Gretchen McDaniel orders and cares for water garden plants at Edelweiss Landscapes & Nursery in Duluth, and has sold several small container water gardens.

By trial and error, McDaniel has narrowed her choice of container water garden plants to those that stay looking nice all season. She believes taro is too sensitive to temperature and wind, so she only uses it in a very protected location. Water lettuce doesn't do well in full sun, and it, too, is very temperature-sensitive. Among her favorites are dwarf papyrus, parrot's feather, hydrocotyle, creeping jenny, thalia, bog arum, arrow arum, European brookline, corkscrew and spike rush, water hyacinth, sweet flag, water canna and miniature water lilies.

The rule of thumb is one inch of fish per one gallon of water.

"If you overdo it with the fish, you're going to have too much waste in the water," McDaniel says. Using a pump and a spitter (spouting ornament) generally solves the mosquito problem in containers.

McDaniel overwinters her water garden plants in three large liners. She suspends one grow light over the tubs, and she moves a small pump and spitter from one container to another each week, and sets a timer for 14 hours a day.
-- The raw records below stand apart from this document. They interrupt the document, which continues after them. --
PR #972, opened 2026-07-28
feat(docker): introduce docker swarm resources

sbekrin:
Adds [Docker Swarm](https://docs.docker.com/engine/swarm/) support, from provisioning the swarm to running effectful services on it:

- `Docker.Swarm` — idempotent [`docker swarm init`](https://docs.docker.com/engine/swarm/swarm-mode/) on a target engine; adoptable when the engine is already a swarm manager
- `Docker.Context` — a named [Docker CLI context](https://docs.docker.com/engine/manage-resources/contexts/) (local socket, SSH host, TCP endpoint); existing Docker resources accept it via their `context` prop
- `Docker.Service` — a replicated [swarm service](https://docs.docker.com/engine/swarm/services/), promoted to an **effectful platform** like `AWS.ECS.Service`

### Provision the swarm, deploy into it

```typescript
const swarm = yield* Docker.Swarm("swarm"); // idempotent `docker swarm init`

const web = yield* Docker.Service("web", {
  context: swarm, // orders the service after the swarm + inherits its engine
  image: "nginx:alpine",
  replicas: 2,
  ports: [{ external: 8080, internal: 80 }],
});
```

`Service` and overlay `Network` take the swarm (or a `Docker.Context` / context name) as `context`. An engine that is already in swarm mode is foreign until `adopt(true)`; destroying the swarm resource runs `docker swarm leave --force`. Multi-node membership (join tokens) remains host-level CLI setup for now.

### Effectful services

Pass `main` and an Effect impl instead of a pre-built image. Alchemy bundles the program, builds a content-addressed image against the swarm's engine, and deploys it as a swarm service:

```typescript
import * as Docker from "alchemy/Docker";
import { ServerHost } from "alchemy/Server/Process";

const Swarm = Docker.Swarm("swarm");

export default class Api extends Docker.Service<Api>()(
  "Api",
  // Class props may be an Effect: yield the swarm the service deploys into.
  Effect.gen(function* () {
    const swarm = yield* Swarm;
    return {
      context: swarm,
      main: import.meta.url,
      port: 3000,
      ports: [{ external: 8080, internal: 3000 }], // published via the routing mesh
      replicas: 2,
    };
  }),
  Effect.gen(function* () {
    const host = yield* ServerHost;
    yield* host.run(myBackgroundLoop); // long-running loops inside each replica

    return {
        return yield* HttpServerResponse.json({ ok: true });
      }),
    };
  }),
) {}
```

- the `{ fetch }` handler is served by a Bun HTTP server on `port`; `ports` publishes it through the [swarm routing mesh](https://docs.docker.com/engine/swarm/ingress/)
- the image is content-addressed (`<name>:<hash>`): unchanged code redeploys as a noop, changed code replaces the service with the new image
- built on the target engine's local store, so single-node swarms need no registry; multi-node swarms build with `Docker.Image` + `registry` and pass the pushed ref as `image`

### Tests

All deploy-through against real engines: the `Docker.Swarm` lifecycle (greenfield init, adopt-vs-refuse, destroy) runs on a disposable `docker:dind` engine so the host swarm is never touched; the `Docker.Service` suites self-provision a local single-node swarm and cover create/replace/adopt plus an end-to-end effectful service (`fetch` served, `ServerHost.run` loop observed over HTTP, noop redeploy, clean destroy).

See the step-by-step [Docker Swarm guide](https://github.com/sbekrin/alchemy/blob/docker-swarm/website/src/content/docs/docker/swarm.mdx) covering local dev through remote SSH deployment.


sam-goodwin:
I updated your PR to include Effectful support for Docker.Service

PR #976, opened 2026-07-28
feat(aws/ses): SESv2 coverage — identity policies, contacts, tenants, dedicated IPs, account settings

aryasaatvik:
Follows #939 (receiving) with the SESv2 sending half: 9 resources and 5 runtime bindings, plus the `EmailIdentity` and `ConfigurationSet` props that were declared but never synced.

```ts
const identity = yield* SES.EmailIdentity("Sender", {
  emailIdentity: "mail.example.com",
  dkimSigningEnabled: true,
  mailFromDomain: "bounce.mail.example.com", // newly synced
});

yield* SES.EmailIdentityPolicy("AllowPartner", {
  emailIdentity: identity.emailIdentity,
  policy: {                                  // typed PolicyDocument, not a JSON string
    Version: "2012-10-17",
    Statement: [{
      Effect: "Allow",
      Principal: { AWS: "arn:aws:iam::111122223333:root" },
      Action: ["ses:SendEmail"],
      Resource: identity.identityArn,
    }],
  },
});

const list = yield* SES.ContactList("Newsletter", {
  topics: [{ TopicName: "product", DisplayName: "Product updates", DefaultSubscriptionStatus: "OPT_IN" }],
});

yield* SES.Contact("Subscriber", {
  contactListName: list.contactListName,
  emailAddress: "reader@example.com",
  topicPreferences: [{ TopicName: "product", SubscriptionStatus: "OPT_IN" }],
  attributes: { plan: "pro" },               // object; drift compared on canonical JSON
});
```

Props that SES only accepts together are nested, so half-specified state is unrepresentable:

```ts
yield* SES.Tenant("CustomerA", {
  suppression: { reasons: ["BOUNCE"], scope: "TENANT" },
});

yield* SES.ConfigurationSet("Tracked", {
  tracking: { customRedirectDomain: "links.example.com", httpsPolicy: "REQUIRE" },
  vdm: { dashboardEngagementMetrics: "ENABLED" },
});

yield* SES.AccountSettings("Account", { vdm: { enabled: "ENABLED" } });
yield* SES.MultiRegionEndpoint("Global", { regions: ["eu-west-1"] });
```

### Resources

`EmailIdentityPolicy`, `ContactList`, `Contact`, `CustomVerificationEmailTemplate`, `DedicatedIpPool`, `Tenant`, `TenantResourceAssociation`, `MultiRegionEndpoint`, `AccountSettings`.

- Only props you set are managed — omitted props leave the cloud setting untouched, and the JSDoc says so per prop.
- `EmailIdentity` syncs `dkimSigningEnabled`, `feedbackForwardingEnabled`, and `mailFromDomain` + `mailFromBehaviorOnMxFailure`; `ConfigurationSet` gains `tracking` and `vdm`. `putConfigurationSetVdmOptions` replaces `VdmOptions` wholesale, so the member the caller doesn't manage is backfilled from observed state.
- `ContactList` replaces **delete-first** — SES allows one contact list per account, so create-then-delete would exceed the limit.
- `DedicatedIpPool`, `MultiRegionEndpoint`, and `CustomVerificationEmailTemplate` brand ownership tags on create, and `read` returns `Unowned` for an existing resource that lacks them — taking one over requires `--adopt`. All three expose a `tags` prop. `MANAGED → STANDARD` pool scaling has no API and replaces.
- `MultiRegionEndpoint` provisions asynchronously: reconcile returns at `CREATING`, and `delete` retries `ConcurrentModificationException` until the endpoint settles.
- `AccountSettings` is the account/region singleton (`nuke: { singleton: true }`). Delete is a documented no-op — there is no safe default to reset account-wide toggles to.
- Child resources enumerate through their parent — `Contact` walks contact lists, `EmailIdentityPolicy` walks identities, `TenantResourceAssociation` walks tenants — and declare `nuke.dependsOn` so parents outlive them (associations also order before the config sets, identities, and templates they reference, which SES refuses to delete while associated).

### Bindings

`SendCustomVerificationEmail`, `GetMessageInsights`, `BatchGetMetricData`, `GetDomainStatisticsReport`, `GetBlacklistReports` — each with an `*Http` layer.

`SendCustomVerificationEmail(identity, configurationSet?)` scopes `ses:SendCustomVerificationEmail` to the identity being verified — SES authorizes this action against the recipient address the call creates, so the bound identity (a domain, or a single address; an `EmailIdentity` resource or a plain `{ emailIdentity }` reference) bounds who the function may start verification for, rather than `Resource: "*"`. The other four are account-level read-only operations.

### Not implemented

Export/import jobs and deliverability test reports (job-shaped, not resource-shaped), `putAccountDetails` (needs an AWS support review), `putDeliverabilityDashboardOption` ($1,250/month subscription), the dedicated-IP data plane, and reputation-entity ops.

Guide: `/aws/email/sending`.


sam-goodwin:
badass contributions man!

sam-goodwin:
> Test suites are authored per repo conventions (deterministic names, destroy-first-and-last, replacement coverage, exclusive capture-and-restore for the account singleton, out-of-band distilled verification) but have not yet run against a live account — draft until they do.

Do you plan to test this?

aryasaatvik:
> > Test suites are authored per repo conventions (deterministic names, destroy-first-and-last, replacement coverage, exclusive capture-and-restore for the account singleton, out-of-band distilled verification) but have not yet run against a live account — draft until they do.
> 
> Do you plan to test this?

Yes. planning on running suites run against a sandbox test account; the motivating use case is a multi-tenant email platform on a production-access account, which is where the production-gated paths get exercised for real.

| Surface | Verification | Why |
|---|---|---|
| `EmailIdentityPolicy`, `ContactList`/`Contact`, `CustomVerificationEmailTemplate`, `EmailIdentity` + `ConfigurationSet` aspects, `Tenant`, `TenantResourceAssociation`, `AccountSettings` | Live, sandbox | Free control-plane; tenants bill $0.005/mo each |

"Since the winter sun isn't as strong as the summer sun, I put these tubs in my best window and still use supplemental light,'' she says. She treats papyrus and umbrella palms as houseplants in the winter.

I'm already envisioning two container water gardens next summer. One will contain a single dwarf water lily and sit on our deck. In the other, maybe I'll try a small pump and spitter to keep the water moving, and I'll grow papyrus, thalia, hydrocotyle and corkscrew rush. My gardens might not be as lush as those on Kauai, but they'll be as close to tropical as northern Minnesota can get.